§ **Exercise prompt**:
Pull out from the material below all lines with "Gets".

§ **Data supplied**:

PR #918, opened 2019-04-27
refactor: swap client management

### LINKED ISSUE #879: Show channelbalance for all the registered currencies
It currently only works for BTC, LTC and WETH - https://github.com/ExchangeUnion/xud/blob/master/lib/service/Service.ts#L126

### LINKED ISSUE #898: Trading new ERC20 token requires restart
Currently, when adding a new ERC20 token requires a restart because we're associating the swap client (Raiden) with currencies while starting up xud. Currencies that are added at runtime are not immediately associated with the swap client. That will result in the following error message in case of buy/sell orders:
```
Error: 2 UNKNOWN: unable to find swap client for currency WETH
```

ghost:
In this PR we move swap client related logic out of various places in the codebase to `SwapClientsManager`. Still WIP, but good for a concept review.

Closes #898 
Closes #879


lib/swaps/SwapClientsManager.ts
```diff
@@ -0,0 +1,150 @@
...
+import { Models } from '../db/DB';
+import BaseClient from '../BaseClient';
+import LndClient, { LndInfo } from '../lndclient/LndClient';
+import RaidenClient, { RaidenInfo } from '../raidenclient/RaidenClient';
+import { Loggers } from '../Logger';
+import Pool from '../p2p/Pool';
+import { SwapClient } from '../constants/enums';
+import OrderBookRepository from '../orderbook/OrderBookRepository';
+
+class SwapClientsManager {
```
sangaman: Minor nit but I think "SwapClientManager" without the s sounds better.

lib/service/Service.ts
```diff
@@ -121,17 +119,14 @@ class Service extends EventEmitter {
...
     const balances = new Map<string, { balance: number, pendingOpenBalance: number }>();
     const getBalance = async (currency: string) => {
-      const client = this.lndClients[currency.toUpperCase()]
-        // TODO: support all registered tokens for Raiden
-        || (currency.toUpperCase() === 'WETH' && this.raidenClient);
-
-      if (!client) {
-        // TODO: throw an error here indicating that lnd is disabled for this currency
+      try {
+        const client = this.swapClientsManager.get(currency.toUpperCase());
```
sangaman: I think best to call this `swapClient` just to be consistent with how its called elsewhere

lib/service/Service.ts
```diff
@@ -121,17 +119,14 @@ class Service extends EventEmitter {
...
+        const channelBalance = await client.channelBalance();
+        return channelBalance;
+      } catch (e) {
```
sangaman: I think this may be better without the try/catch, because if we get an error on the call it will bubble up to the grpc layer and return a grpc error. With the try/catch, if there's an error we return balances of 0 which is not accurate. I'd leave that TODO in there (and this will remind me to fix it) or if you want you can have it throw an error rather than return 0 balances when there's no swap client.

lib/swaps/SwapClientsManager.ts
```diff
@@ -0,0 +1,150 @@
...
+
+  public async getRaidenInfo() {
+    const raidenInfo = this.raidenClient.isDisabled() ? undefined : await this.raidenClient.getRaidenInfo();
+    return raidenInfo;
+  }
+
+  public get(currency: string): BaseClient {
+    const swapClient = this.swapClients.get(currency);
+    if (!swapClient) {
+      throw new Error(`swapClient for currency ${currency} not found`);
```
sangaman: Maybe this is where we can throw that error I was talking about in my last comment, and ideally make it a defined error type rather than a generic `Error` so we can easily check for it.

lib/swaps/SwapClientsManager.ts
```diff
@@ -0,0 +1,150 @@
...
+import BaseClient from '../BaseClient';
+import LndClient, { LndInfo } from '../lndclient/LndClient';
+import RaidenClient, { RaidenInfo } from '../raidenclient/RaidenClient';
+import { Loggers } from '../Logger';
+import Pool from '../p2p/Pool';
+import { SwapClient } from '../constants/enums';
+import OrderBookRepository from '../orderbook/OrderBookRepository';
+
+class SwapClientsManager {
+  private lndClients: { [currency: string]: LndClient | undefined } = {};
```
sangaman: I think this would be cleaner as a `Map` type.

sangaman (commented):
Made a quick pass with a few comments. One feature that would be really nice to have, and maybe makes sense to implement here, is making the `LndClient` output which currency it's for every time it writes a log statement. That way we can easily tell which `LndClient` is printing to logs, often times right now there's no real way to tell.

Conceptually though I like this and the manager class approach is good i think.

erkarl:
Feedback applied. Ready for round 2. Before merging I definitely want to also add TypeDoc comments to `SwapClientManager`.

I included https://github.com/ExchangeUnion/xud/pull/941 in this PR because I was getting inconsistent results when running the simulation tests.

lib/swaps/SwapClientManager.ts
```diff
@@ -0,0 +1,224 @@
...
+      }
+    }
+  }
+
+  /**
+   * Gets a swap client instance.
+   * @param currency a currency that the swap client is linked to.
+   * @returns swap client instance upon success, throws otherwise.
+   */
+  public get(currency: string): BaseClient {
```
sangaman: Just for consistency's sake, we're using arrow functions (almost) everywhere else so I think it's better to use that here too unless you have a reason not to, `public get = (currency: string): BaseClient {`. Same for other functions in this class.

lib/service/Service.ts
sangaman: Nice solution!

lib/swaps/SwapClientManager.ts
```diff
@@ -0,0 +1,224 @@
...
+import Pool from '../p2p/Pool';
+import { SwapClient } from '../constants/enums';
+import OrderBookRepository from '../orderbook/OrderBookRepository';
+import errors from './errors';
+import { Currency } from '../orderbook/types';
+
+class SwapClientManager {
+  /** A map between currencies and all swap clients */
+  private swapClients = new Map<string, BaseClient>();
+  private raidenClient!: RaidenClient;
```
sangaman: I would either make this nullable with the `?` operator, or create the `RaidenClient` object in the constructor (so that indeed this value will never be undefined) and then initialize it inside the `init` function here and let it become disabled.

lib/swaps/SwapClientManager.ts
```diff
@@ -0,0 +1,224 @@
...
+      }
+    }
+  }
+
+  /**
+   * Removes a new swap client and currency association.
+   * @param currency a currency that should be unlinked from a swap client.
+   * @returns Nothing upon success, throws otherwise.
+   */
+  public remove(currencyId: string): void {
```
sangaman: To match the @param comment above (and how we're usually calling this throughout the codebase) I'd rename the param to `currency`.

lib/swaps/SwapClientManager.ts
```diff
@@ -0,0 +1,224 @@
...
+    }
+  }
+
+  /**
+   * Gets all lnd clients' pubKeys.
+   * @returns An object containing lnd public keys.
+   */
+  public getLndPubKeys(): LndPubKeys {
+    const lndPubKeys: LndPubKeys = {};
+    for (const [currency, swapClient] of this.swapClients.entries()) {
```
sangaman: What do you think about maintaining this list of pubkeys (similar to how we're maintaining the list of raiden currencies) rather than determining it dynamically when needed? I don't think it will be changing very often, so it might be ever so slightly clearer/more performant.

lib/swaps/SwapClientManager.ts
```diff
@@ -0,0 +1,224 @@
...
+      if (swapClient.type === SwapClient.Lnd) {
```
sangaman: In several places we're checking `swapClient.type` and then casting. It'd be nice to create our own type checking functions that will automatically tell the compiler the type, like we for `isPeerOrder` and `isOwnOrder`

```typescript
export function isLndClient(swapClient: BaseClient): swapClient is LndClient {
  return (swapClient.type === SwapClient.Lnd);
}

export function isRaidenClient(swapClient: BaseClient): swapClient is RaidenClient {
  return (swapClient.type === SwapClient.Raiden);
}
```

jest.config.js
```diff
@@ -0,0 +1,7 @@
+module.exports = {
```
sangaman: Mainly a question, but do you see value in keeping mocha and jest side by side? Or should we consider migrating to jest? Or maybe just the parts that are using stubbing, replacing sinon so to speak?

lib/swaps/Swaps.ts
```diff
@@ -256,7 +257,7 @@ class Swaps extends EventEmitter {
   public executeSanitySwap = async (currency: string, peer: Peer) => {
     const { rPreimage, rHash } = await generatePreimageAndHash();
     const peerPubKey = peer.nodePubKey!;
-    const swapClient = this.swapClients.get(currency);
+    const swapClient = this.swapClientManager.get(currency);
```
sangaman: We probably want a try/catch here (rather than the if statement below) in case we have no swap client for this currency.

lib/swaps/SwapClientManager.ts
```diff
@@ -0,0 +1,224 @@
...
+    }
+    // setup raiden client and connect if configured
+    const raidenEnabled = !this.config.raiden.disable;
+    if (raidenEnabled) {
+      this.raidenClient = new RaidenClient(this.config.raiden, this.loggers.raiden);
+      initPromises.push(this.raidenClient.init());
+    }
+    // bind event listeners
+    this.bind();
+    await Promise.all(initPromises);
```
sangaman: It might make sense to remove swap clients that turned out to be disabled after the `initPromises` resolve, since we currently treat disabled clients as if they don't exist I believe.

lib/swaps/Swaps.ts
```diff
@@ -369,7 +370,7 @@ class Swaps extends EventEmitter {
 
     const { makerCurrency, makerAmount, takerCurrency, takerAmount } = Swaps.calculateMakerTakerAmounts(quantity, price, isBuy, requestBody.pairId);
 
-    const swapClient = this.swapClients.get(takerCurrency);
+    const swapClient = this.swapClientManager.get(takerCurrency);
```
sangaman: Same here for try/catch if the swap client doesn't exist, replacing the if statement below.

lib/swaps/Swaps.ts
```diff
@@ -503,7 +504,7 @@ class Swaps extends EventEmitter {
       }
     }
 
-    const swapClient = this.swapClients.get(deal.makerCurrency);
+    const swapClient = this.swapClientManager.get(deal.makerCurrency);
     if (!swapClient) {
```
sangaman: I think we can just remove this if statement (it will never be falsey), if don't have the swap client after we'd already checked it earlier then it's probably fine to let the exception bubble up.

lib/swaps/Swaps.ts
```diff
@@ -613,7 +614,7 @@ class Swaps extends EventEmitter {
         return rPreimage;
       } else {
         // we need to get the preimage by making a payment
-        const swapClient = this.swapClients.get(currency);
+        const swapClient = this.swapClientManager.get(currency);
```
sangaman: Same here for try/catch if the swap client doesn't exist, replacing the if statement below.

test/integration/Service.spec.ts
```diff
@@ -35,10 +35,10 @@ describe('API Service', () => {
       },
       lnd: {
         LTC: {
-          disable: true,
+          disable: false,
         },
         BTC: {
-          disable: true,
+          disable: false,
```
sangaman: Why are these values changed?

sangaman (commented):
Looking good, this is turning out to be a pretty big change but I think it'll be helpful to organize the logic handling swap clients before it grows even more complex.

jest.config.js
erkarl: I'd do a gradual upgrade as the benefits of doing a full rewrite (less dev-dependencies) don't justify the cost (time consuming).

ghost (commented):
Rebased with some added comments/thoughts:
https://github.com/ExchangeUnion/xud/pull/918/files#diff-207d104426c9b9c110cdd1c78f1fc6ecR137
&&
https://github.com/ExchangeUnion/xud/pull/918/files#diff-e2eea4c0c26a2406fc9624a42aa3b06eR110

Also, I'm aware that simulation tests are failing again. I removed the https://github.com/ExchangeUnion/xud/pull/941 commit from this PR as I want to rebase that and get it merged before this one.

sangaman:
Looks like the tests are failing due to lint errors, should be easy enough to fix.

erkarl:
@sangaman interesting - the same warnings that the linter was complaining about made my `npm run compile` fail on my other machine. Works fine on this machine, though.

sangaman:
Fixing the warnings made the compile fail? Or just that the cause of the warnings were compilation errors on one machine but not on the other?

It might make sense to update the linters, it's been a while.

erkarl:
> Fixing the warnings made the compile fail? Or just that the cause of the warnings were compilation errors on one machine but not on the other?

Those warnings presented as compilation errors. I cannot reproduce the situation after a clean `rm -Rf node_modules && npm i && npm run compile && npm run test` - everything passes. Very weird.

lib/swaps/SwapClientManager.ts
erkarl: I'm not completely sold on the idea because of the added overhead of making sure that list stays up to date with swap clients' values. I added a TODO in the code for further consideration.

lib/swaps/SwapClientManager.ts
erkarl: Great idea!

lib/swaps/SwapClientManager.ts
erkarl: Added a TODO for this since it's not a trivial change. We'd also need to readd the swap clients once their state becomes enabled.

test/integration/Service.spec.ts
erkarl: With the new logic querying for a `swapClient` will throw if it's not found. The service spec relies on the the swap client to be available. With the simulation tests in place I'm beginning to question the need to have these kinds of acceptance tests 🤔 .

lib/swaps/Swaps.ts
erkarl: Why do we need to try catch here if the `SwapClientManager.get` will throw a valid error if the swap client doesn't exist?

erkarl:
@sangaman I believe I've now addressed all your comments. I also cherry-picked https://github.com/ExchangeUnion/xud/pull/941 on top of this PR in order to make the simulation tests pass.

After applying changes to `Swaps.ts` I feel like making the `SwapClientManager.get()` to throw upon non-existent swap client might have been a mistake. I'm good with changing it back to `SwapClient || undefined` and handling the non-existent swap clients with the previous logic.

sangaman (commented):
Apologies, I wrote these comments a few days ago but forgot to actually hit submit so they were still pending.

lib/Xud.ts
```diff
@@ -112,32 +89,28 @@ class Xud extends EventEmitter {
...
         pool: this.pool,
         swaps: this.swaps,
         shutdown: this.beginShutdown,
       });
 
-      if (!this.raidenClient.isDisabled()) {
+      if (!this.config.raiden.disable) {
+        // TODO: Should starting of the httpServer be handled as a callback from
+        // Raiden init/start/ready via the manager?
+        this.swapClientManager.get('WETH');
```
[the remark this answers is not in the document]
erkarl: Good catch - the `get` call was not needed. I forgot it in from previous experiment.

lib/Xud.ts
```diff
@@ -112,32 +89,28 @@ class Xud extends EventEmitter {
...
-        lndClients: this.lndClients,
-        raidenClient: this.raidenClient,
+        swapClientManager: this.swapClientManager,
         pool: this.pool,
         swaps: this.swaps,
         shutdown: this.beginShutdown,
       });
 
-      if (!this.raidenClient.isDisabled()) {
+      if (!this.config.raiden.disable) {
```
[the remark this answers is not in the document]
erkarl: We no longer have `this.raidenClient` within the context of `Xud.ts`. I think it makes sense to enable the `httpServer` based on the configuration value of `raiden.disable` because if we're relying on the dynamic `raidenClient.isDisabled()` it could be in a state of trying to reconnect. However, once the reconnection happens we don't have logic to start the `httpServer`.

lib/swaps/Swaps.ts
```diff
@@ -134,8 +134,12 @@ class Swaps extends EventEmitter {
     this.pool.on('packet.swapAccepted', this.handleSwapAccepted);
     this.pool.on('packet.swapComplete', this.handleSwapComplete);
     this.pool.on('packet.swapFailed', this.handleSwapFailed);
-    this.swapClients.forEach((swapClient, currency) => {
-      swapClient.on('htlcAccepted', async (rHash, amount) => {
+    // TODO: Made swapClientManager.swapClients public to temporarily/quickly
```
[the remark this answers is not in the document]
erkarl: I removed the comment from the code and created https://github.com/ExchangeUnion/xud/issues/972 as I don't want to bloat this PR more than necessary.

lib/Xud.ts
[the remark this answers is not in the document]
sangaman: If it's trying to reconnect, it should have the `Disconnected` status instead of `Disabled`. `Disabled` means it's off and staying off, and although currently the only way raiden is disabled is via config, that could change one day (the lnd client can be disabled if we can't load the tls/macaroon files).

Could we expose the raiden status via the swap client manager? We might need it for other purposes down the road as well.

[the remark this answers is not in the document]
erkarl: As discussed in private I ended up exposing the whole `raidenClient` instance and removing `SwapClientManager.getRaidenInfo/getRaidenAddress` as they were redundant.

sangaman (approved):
==
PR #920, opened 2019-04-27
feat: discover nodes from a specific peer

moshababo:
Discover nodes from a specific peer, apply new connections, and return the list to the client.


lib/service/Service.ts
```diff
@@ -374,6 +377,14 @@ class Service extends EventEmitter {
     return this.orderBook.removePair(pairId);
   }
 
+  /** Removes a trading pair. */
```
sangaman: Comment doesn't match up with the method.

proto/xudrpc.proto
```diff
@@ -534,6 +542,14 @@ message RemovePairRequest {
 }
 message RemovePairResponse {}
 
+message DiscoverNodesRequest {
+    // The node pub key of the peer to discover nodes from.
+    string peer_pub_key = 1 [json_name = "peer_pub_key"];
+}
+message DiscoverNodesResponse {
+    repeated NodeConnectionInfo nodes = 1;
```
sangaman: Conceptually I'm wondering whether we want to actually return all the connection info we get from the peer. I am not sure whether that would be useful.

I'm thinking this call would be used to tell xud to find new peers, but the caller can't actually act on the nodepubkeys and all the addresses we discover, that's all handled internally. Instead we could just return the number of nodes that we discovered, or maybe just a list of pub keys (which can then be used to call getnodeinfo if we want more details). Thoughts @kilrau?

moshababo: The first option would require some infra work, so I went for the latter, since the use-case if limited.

§ **Final answer**:
+   * Gets a swap client instance.
+   * Gets all lnd clients' pubKeys.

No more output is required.